[Source data]
◇ ◇ ◇ ◇ ◇ ◇ ◇
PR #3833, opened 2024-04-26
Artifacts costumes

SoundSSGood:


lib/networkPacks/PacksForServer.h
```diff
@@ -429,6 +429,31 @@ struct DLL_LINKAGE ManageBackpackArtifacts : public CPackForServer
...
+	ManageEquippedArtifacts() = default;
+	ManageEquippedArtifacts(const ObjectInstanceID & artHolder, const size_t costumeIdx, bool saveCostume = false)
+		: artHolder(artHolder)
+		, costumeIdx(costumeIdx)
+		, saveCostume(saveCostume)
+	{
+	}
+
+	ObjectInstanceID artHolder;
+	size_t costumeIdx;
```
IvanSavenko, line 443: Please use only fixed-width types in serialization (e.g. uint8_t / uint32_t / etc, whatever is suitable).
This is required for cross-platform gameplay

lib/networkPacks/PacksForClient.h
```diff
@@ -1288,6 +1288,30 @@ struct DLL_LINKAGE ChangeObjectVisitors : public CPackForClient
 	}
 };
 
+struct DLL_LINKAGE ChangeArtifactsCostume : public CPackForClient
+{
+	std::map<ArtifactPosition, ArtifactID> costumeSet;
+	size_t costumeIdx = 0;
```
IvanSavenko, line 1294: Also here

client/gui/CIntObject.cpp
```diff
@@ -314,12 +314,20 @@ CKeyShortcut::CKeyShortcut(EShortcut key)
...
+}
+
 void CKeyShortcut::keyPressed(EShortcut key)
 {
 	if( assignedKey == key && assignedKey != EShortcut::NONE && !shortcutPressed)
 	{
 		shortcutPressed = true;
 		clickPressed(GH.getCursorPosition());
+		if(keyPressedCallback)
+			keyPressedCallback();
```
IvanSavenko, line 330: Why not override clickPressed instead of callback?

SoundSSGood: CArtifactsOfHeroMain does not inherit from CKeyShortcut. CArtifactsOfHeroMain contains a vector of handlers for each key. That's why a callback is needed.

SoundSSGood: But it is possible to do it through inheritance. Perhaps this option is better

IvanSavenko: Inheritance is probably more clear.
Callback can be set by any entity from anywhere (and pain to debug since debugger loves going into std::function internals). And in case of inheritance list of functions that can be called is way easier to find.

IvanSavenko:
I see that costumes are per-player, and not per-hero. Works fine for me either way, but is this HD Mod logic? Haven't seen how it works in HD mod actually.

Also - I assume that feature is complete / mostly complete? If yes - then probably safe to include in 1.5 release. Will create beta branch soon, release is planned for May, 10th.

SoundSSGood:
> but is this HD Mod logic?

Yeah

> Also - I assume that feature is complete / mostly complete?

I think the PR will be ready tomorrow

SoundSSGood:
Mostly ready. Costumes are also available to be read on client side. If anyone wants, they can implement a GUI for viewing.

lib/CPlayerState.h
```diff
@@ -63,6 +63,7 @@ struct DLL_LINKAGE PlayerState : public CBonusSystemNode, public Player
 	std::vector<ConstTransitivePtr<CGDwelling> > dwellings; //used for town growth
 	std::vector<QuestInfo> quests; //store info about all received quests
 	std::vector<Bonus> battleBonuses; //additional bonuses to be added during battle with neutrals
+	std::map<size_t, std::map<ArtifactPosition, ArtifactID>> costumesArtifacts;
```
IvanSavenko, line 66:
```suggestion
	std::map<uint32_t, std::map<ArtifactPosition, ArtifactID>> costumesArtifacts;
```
◇ ◇ ◇ ◇ ◇ ◇ ◇
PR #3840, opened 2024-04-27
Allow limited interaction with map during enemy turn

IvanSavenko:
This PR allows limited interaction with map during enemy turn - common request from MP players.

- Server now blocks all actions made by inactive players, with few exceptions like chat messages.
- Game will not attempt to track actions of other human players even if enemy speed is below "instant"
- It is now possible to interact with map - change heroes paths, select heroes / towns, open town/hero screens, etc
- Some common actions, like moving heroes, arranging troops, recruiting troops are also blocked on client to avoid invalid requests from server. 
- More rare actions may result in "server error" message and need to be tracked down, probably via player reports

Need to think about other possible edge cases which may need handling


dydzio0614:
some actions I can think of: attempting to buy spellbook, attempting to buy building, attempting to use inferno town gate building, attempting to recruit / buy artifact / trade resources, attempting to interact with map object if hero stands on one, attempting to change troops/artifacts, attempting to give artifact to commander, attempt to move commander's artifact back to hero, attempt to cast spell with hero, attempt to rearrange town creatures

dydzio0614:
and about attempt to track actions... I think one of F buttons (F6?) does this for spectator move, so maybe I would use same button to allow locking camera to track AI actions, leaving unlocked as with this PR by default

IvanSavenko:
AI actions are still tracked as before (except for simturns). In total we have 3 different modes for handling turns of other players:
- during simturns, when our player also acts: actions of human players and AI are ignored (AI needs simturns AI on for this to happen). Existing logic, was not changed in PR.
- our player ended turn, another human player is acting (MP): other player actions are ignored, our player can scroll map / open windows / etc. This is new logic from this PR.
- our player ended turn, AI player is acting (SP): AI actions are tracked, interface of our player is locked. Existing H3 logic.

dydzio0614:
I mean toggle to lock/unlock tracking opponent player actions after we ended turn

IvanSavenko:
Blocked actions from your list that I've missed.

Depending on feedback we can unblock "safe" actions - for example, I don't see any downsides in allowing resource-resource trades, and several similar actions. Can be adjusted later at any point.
◇ ◇ ◇ ◇ ◇ ◇ ◇
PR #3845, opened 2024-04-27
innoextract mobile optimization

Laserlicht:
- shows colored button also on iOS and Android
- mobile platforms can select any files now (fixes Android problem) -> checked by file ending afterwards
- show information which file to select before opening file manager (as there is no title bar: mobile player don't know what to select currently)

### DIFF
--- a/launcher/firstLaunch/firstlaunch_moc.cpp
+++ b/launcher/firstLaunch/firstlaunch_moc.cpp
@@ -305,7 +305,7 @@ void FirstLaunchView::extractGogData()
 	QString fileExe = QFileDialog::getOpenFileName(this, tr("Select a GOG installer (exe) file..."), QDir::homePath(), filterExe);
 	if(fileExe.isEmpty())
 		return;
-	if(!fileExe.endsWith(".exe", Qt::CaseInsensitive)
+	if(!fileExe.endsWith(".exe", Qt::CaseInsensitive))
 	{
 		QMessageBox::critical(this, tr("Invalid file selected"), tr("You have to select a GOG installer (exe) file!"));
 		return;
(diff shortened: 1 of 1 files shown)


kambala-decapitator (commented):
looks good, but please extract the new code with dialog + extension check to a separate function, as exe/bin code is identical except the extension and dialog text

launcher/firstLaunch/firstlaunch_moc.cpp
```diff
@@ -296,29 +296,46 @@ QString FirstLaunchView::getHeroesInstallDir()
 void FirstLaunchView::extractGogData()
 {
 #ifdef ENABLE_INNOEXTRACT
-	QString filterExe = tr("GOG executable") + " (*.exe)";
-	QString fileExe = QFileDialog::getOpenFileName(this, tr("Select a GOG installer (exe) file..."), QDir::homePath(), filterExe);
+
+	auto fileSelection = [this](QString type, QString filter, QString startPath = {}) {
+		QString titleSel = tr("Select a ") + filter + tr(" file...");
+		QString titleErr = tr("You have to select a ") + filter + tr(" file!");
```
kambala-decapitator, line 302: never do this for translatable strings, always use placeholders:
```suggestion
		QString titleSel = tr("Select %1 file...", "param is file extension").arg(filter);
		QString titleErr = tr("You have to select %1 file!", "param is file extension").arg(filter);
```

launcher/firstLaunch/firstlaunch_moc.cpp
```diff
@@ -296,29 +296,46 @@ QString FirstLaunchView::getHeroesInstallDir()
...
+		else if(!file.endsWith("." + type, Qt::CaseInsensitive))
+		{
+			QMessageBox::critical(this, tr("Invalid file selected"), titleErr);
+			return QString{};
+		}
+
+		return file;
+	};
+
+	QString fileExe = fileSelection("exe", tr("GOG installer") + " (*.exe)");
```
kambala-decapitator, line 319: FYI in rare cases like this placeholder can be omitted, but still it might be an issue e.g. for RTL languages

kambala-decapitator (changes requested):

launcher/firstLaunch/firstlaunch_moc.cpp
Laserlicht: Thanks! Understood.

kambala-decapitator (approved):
◇ ◇ ◇ ◇ ◇ ◇ ◇
_WHAT IS NEEDED_: Look through the records and copy down every line that holds "cases".

_SOLUTION FOR THIS TASK_:
Need to think about other possible edge cases which may need handling
kambala-decapitator, line 319: FYI in rare cases like this placeholder can be omitted, but still it might be an issue e.g. for RTL languages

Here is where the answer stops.